Ad affermarlo con forza è il presidente del Consiglio comunale , che si erge «in difesa dell’assemblea nel suo complesso» dopo gli attacchi giunti in seguito alla seduta-sprint di martedì sera, sconvocata poco dopo le 10 di sera per l’assenza del sindaco e dell’assessore ai servizi sociali che avrebbero dovuto rispondere alle interrogazioni presenti all’ordine del giorno.

Addirittura il “grillino” ha detto che «stavolta non ci meritiamo il gettone di presenza». Cornacchia non ci sta: «Al di là della durata della seduta, sono stati i contenuti del consiglio a renderlo importante e tutto fuorché inutile.
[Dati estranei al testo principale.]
Issue #1318, opened 2016-09-28
Fix time-related intermittenty failing test


jessieay:
```
(::) failed steps (::)
expected to find text "Estimated delivery date October 12, 2016 01:00:00 PM EDT" in "Estimated delivery date October 11, 2016 01:00:00 PM EDT" (RSpec::Expectations::ExpectationNotMetError)
./features/step_definitions/admin_auction_form_steps.rb:89:in `block (2 levels) in <top (required)>'
./features/step_definitions/admin_auction_form_steps.rb:86:in `/^I should see the updated estimate for the delivery deadline$/'
features/admin_creates_auction.feature:31:in `Then I should see the updated estimate for the delivery deadline'
Failing Scenarios:
cucumber features/admin_creates_auction.feature:22 # Scenario: Adding an auction with a non-default delivery timeline
```

 https://travis-ci.org/18F/micropurchase/builds/163524948

harrisj:
So, this is a weird one. The issue seems to be something to do with thread variables in Ruby, perhaps exacerbated by Capybara. Let me explain.

We are using the [business_time](https://github.com/bokmann/business_time) gem to do calculations like 5 business days from now. Since we want to not count Federal holidays, the gem allows us to use an initializer to load in the holidays we want to ignore (those are not counted as working days).

``` ruby
Holidays.between(Date.today, 2.years.from_now, :us, :observed).each do
  |holiday| BusinessTime::Config.holidays << holiday[:date]
end
```

However, whenever we get close to a holiday, the business_time gem sometimes seems to treat the holiday as a working day, causing a test to fail. This effect is seemingly random, which is _why_ the test fails, since the controller method we are testing sometimes doesn't treat the holiday as such, but the test assertion we compute independently does.

``` ruby
delivery_date = 5.business_days.after(@end_time)
formatted_delivery_date = DcTimePresenter.format(delivery_date)
 expect(page).to have_content(
    "Estimated delivery date #{formatted_delivery_date}"
  )
```

This is from the failing Cucumber step. This feature is testing the code that shows an "estimated delivery deadline" for an auction on the edit form. This code calls the [business_days_controller](https://github.com/18F/micropurchase/blob/develop/app/controllers/api/v0/business_days_controller.rb) backend with a date and time like `'2016-11-05'`, `'1:00 PM'` and the controller returns a JSON string with the estimated deadline.

[...]

PR #1319, opened 2016-09-28
Fix intermittently failing test

jessieay:
* Closes https://github.com/18F/micropurchase/issues/1318


jessieay:
Shoot, I now see that this did not fix it permanently. `develop` is also passing now (3:23pm PT). An hour ago, it was failing on `develop`

PR #1321, opened 2016-09-28
Fix up header styles for admin views

jessieay:
* Closes https://github.com/18F/micropurchase/issues/1032 at long last

Before:

screen shot 2016-09-28 at 4 33 54 pm

After:

screen shot 2016-09-28 at 4 33 06 pm


harrisj:
Nice!

PR #1324, opened 2016-09-29
Add an archived status to auction model

### LINKED ISSUE #1276: Admin can archive auction
So I have a situation where I have a draft auction that has C2 approval, but is not going forward. I have another situation where we will eventually go forward with the auction but the current C2 approval can't be used because the IAA expires this week and we don't have all the details yet for the auction.

As an admin user, I want to archive draft auctions that aren't going forward so they don't remain in a draft state forever.

**Context**
- And there is an unpublished auction

- [x] **Scenario: Admin archives draft unpublished auction with no bids**
- When I go to the auction page
- Then I should see a way to archive that auction

- [x] **Scenario: Admin cannot archive published auctions**
- When I go to the auction page
- Then I should NOT see a way to archive that auction

- [x] **Scenario: Admin sees confirmation before archiving an auction**
- And I am on the edit page for that auction
- When I click on the "Archive auction" link
- Then I should see a confirmation with the following message

> Are you sure you want to archive this auction?

- And I should see a "Confirm" button
- And I should see a "Cancel" button

- [x] **Scenario: Admin confirms that auction should be archived**
- When I click on the "Confirm" button
- Then the auction should be archived
- And I should navigate to the auction show page (micropurchase.18f.gov/admin/auctions/[id])
- And the status box copy should read:

> Archived
> This auction was archived on [date]

- [x] **Scenario: Admin cancels out of archive confirmation**
- When I click on the "Cancel" button
- Then the confirmation dialog should disappear
- And I should remain on the edit auction page

## Notes
Archive button is on the edit form. Easy way to implement this would be to make the archive a soft delete using something like the paranoia gem.

harrisj:
Fixes #1276

localhost_3000_admin_auctions_1_edit

Note: this does not implement a few tweaks to the admin display for archived auctions or data insights that are specified in later issues. Also, not sure how you want that styled

### DIFF
--- a/app/assets/javascripts/admin/archiveConfirm.js
+++ b/app/assets/javascripts/admin/archiveConfirm.js
@@ -1,0 +1,5 @@
+$(document).ready(function() {
+  $('#archive-auction-link').click(function() {
+    return confirm("Are you sure you want to archive this auction?");
+  })
+});
--- a/app/models/auction.rb
+++ b/app/models/auction.rb
@@ -30,7 +30,7 @@ class Auction < ActiveRecord::Base
     rejected: 2
   }
 
-  enum published: { unpublished: 0, published: 1 }
+  enum published: { unpublished: 0, published: 1, archived: 2 }
   enum purchase_card: { default: 0, other: 1 }
   enum type: { sealed_bid: 0, reverse: 1 }
 
@@ -56,6 +56,7 @@ class Auction < ActiveRecord::Base
   validate :publishing_auction, on: :update, if: :published_changed?
 
   def publishing_auction
+    return if archived?
     if published_was == 'unpublished' && purchase_card == 'default' && c2_status != 'budget_approved'
       errors.add(:c2_status, " is not budget approved.")
     end
--- a/app/models/concerns/auction_scopes.rb
+++ b/app/models/concerns/auction_scopes.rb
@@ -20,10 +20,8 @@ module AuctionScopes
     scope :pending_delivery, -> { where(delivery_status: delivery_statuses['pending_delivery']) }
     scope :not_paid, -> { where(paid_at: nil) }
     scope :paid, -> { where.not(paid_at: nil) }
-    scope :published, -> { where(published: publishes['published']) }
     scope :started_at_in_future, -> { where('started_at > ?', Time.current) }
     scope :started_at_in_past, -> { where('started_at < ?', Time.current) }
-    scope :unpublished, -> { where(published: [nil, '', publisheds['unpublished']]) }
     scope :with_bids, -> { includes(:bids) }
     scope :with_bids_and_bidders, -> { includes(:bids, :bidders) }
 
--- a/features/step_definitions/js_dialog_steps.rb
+++ b/features/step_definitions/js_dialog_steps.rb
@@ -2,3 +2,8 @@ When(/^I click OK on the javascript confirm dialog for a bid amount of (.+)$/) d
   text = "Are you sure you want to place a bid for #{amount}?"
   page.accept_alert(text)
 end
+
+When(/^I click OK on the javascript confirm dialog to archive the auction$/) do
+  text = 'Are you sure you want to archive this auction?'
+  page.accept_alert(text)
+end
--- a/app/assets/javascripts/application.js
+++ b/app/assets/javascripts/application.js
@@ -6,3 +6,4 @@
 //= require selectize
 //= require selectizer
 //= require bidConfirm.js
+//= require admin/archiveConfirm.js
--- a/app/assets/stylesheets/components/_auction-form.scss
+++ b/app/assets/stylesheets/components/_auction-form.scss
@@ -22,6 +22,10 @@
   label {
     clear: both;
   }
+
+  input[type="submit"] {
+    display: inline-block;
+  }
 }
 
 .auction_summary textarea {
--- a/app/controllers/admin/auctions_controller.rb
+++ b/app/controllers/admin/auctions_controller.rb
@@ -32,7 +32,12 @@ class Admin::AuctionsController < Admin::BaseController
 
   def update
     auction = Auction.find(params[:id])
-    update_auction = UpdateAuction.new(auction: auction, params: params, current_user: current_user)
+
+    update_auction = if ArchiveAuction.archive_submit?(params)
+                       ArchiveAuction.new(auction: auction)
+                     else
+                       UpdateAuction.new(auction: auction, params: params, current_user: current_user)
+                     end
 
     if update_auction.perform
       flash[:success] = I18n.t('controllers.admin.auctions.update.success')
--- a/app/models/admin_auction_status_presenter_factory.rb
+++ b/app/models/admin_auction_status_presenter_factory.rb
@@ -16,7 +16,9 @@ class AdminAuctionStatusPresenterFactory
   private
 
   def default_purchase_card_presenter
-    if auction.c2_status == 'not_requested'
+    if auction.archived?
+      AdminAuctionStatusPresenter::Archived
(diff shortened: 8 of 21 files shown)


db/schema.rb
```diff
@@ -43,6 +43,7 @@
     t.integer  "customer_id"
     t.integer  "c2_status",       default: 0,    null: false
     t.string   "token"
+    t.datetime "archived_at"
```
jessieay: I'm not sure we need to save this timestamp -- thinking behind it?

app/models/statistics/average_auction_length.rb
```diff
@@ -16,6 +16,6 @@ def total_time_length
   end
 
   def published_auctions
-    @_published_auctions ||= Auction.published
+    @_published_auctions ||= Auction.not_archived.published
```
jessieay: we should make sure that all of the statistics are not looking at archived auctions

app/models/concerns/auction_scopes.rb
```diff
@@ -18,12 +19,12 @@ module AuctionScopes
     scope :in_reverse_chron_order, -> { order('ended_at DESC') }
     scope :pending_acceptance, -> { where(delivery_status: delivery_statuses['pending_acceptance']) }
     scope :pending_delivery, -> { where(delivery_status: delivery_statuses['pending_delivery']) }
-    scope :not_paid, -> { where(paid_at: nil) }
-    scope :paid, -> { where.not(paid_at: nil) }
-    scope :published, -> { where(published: publishes['published']) }
+    scope :not_paid, -> { not_archived.where(paid_at: nil) }
```
jessieay: I don't think we would archive a paid auction -- this is for auctions we never have run

app/models/concerns/auction_scopes.rb
```diff
@@ -18,12 +19,12 @@ module AuctionScopes
...
+    scope :paid, -> { not_archived.where.not(paid_at: nil) }
+    # scope :published, -> { not_archived.where(published: publishes['published']) }
```
jessieay: in the grooming meeting we discussed only allowing the admin to archive unpublished actions -- this is helpful because it either means an auction was never publishd, or was published but then unpubished before it ran. either way, it could not have any bids. so I think the `published` scope will necessarily not include archived acutions

db/schema.rb
harrisj: I just assume it will come up

app/models/statistics/average_auction_length.rb
harrisj: Indeed, I noticed we don't seem to have tests for some of these?

app/models/concerns/auction_scopes.rb
harrisj: True, it looks like we can't archive a published auction

app/models/concerns/auction_scopes.rb
harrisj: These scopes are actually not used (why I commented them out and will delete) since the scopes are automagically defined elsewhere

db/schema.rb
jessieay: I would default to not adding a new DB column when we don't need it. If we added something like `papertrail`, it would keep track of all data changes in the case that we needed them later

app/models/statistics/average_auction_length.rb
jessieay: I think we do: `spec/models/statistics` ?

app/models/concerns/auction_scopes.rb
jessieay: cool! yeah, I think Rails enums give us these for free (?)

harrisj:
I do wonder since `archived` can only be applied to unpublished auctions if this should be an enum on `published` and not `delivery_status`

app/models/statistics/average_auction_length.rb
harrisj: It's okay, I don't need it now

harrisj:
I went ahead an made `archived` an enum on `published` and that allowed me to remove some other code I had added

app/assets/javascripts/admin/archiveConfirm.js
```diff
@@ -0,0 +1,5 @@
+$(document).ready(function() {
+    $('a#archive-auction-link').click(function() {
+        return confirm("Are you sure you want to archive this auction?");
```
jessieay: this looks good! I think generally I do 2 spaces rather than 4 in JS

app/controllers/admin/auction_archive_controller.rb
```diff
@@ -0,0 +1,17 @@
+class Admin::AuctionArchiveController < Admin::BaseController
+  def update
```
jessieay: thoughts on using the regular `admin/auctions#update` controller instead? I did that in my recent refactor PR and found it was helpful to reuse that rather than having a separate controller

app/models/auction.rb
```diff
@@ -56,6 +56,7 @@ class Auction < ActiveRecord::Base
   validate :publishing_auction, on: :update, if: :published_changed?
 
   def publishing_auction
+    return if archived?
```
jessieay: can we add a test for this in `spec/models/auction_spec` ?

app/models/concerns/auction_scopes.rb
```diff
@@ -20,10 +20,8 @@ module AuctionScopes
     scope :pending_delivery, -> { where(delivery_status: delivery_statuses['pending_delivery']) }
     scope :not_paid, -> { where(paid_at: nil) }
     scope :paid, -> { where.not(paid_at: nil) }
-    scope :published, -> { where(published: publishes['published']) }
```
jessieay: 👏

db/schema.rb
jessieay: Yeah we've had this issue on a few other things (he also had timestamps in copy for things like when an auction was published, which we do not record) and after talking to him I realized that he was not as concerned about the timestamp. 

We can keep if he thinks it is important, but each new db field is another thing to maintain so it would be really awesome to not add this if we dont need it

features/step_definitions/js_dialog_steps.rb
```diff
@@ -2,3 +2,8 @@
   text = "Are you sure you want to place a bid for #{amount}?"
   page.accept_alert(text)
 end
+
+When(/^I click OK on the javascript confirm dialog to archive the auction$/) do
+  text = 'Are you sure you want to archive this auction?'
+  page.accept_alert(text)
```
jessieay: nice!

app/models/auction.rb
```diff
@@ -30,7 +30,7 @@ class Auction < ActiveRecord::Base
     rejected: 2
   }
 
-  enum published: { unpublished: 0, published: 1 }
+  enum published: { unpublished: 0, published: 1, archived: 2 }
```
jessieay: cool I think this is a nice place to put it. I kind of thought we might make this a boolean field one day, but it works well as an enum now that we are using it this way!

db/schema.rb
harrisj: I understand, but I would like if we document these things in the issue formally since I missed the grooming and find myself implementing things we don't need :(

jessieay: sure - do you want to do that?

harrisj:
Tried a thing where it's an alternate submit of the form now.

localhost_3000_admin_auctions_1_edit

jessieay:
cool! what do you think of this new design (red button) @mtorres253 ?

mtorres253:
The button looks good for now

mtorres253:
We don't need the timestamp. Thanks for checking!

jessieay:
yeahhhhhhhh mergin'

PR #1327, opened 2016-09-29
Consolidate controllers

jessieay:
* Publish and unpublish auctions via `admin/auctions#update` rather than
  custom controllers
* This is pre-work for validating dates stuff. If we use a single
 controller, we can do the validations in once place


app/models/auction_parser.rb
```diff
@@ -23,13 +23,14 @@ def auction_params
       :billable_to,
       :c2_proposal_url,
       :customer_id,
+      :delivery_status,
```
harrisj: Ooops, you're right, should've realphabetized

harrisj:
LGTM

Issue #1194, opened 2016-09-08
Design cleanup: Auctions home


andrewmaier:
- See [this vignette](https://docs.google.com/document/d/1lWPYtQLdyZ42ENPIMxITcAuALXr2ADswu0XUCB7hYb4/edit#heading=h.553wlv2hs1ya) and [the prototype's homepage](https://pages.18f.gov/micropurchase/).

- “Auctions” title should be bigger, lighter weight (font-weight: 300) Change font to meriweather
- Coming soon badge, should use lowercase on “soon,” have rounded edges.
- Pagination should also better reflect the prototype styles:
![image](https://cloud.githubusercontent.com/assets/2970/18362725/f3812dbc-75d4-11e6-9d1a-905fff556e8c.png)

mtorres253:
We decided to leave it as "all" (rather than open and coming soon) in a previous grooming session. Let's revisit

jessieay:
had a ? for @mtorres253 on this in slack: https://18f.slack.com/archives/micropurchase-dev/p1475016909001041

mtorres253:
Per discussion with @jessieay we are getting rid of the "all" tab in the "Auctions" section of the admin view. We now have just "Needs attention" and "Closed". The "all" view will be collapsed with /auctions, and edit button will be viewable by admins only

PR #1331, opened 2016-09-29
Remove `admin/auctions#index`

jessieay:
* Include `edit` link on home page instead
* Addresses https://github.com/18F/micropurchase/issues/1194#issuecomment-250616246


harrisj:
LGTM

PR #1333, opened 2016-09-29
[PRODUCTION FIX] Rename Budget approved C2 presenter

jessieay:
* Was named `Approved` before, but we changed this state to be called
  "Budget approved"
* Prod drafts page is broken because the presenter is not found
  undefined method on nil error)


harrisj:
LGTM

PR #1335, opened 2016-09-30
Deploy (#1 9/30/2016)

adelevie:
Happy end of the fiscal year!!!


harrisj:
Wiating for Travis then will merge

harrisj:
The TZ bug is the only failing test. Time to see what is going on but will merge.

Issue #1316, opened 2016-09-28
Re-organize and rename mailers


jessieay:
All mailers to the winning bidder should be in `WinnerMailer` https://github.com/18F/micropurchase/pull/1284/files#r80791563

We should also rename the `auction_paid_winning_vendor_notification` to indicate that it is for the default purchase card (the "other purchase card" mailer has that in the name)

PR #1336, opened 2016-09-30
Move and rename winning bidder emails

jessieay:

Il piano di zonizzazione acustica e il piano regolatore cimiteriale, approvati martedì sera, sono documenti rilevanti per la città e fondamentali in vista del Pgt, mentre le interrogazioni si potranno discutere in altra seduta, visto che il sindaco Farioli e l’assessore Azzimonti hanno avuto improvvisamente delle indisposizioni».

Il presidente del Consiglio replica duramente a Sablich, che chiede di rinunciare al gettone di presenza, in linea con la sua proposta di regolamentazione che prevede una durata minima delle sedute per poter erogare il gettone. «Il consiglio non lavora a cottimo – risponde Cornacchia – è frutto di ignoranza cupa e abissale questa idea di parametrare l’impegno di un consigliere comunale al tempo che passa in aula. Non diamo questa impressione alla città quando abbiamo discusso di argomenti pregnanti che richiedono studio, lavoro e attenzione anche fuori dall’aula e nelle commissioni». Il presidente Cornacchia ne ha anche per Marco Cirigliano (Sel), che contesta le mancate risposte alle interrogazioni: «Se fosse stato lui assente giustificato, non avremmo fatto leggere l’interrogazione ad un altro consigliere. Come l’interrogazione non si discute quando manca l’interrogante, lo stesso vale quando manca l’interrogato».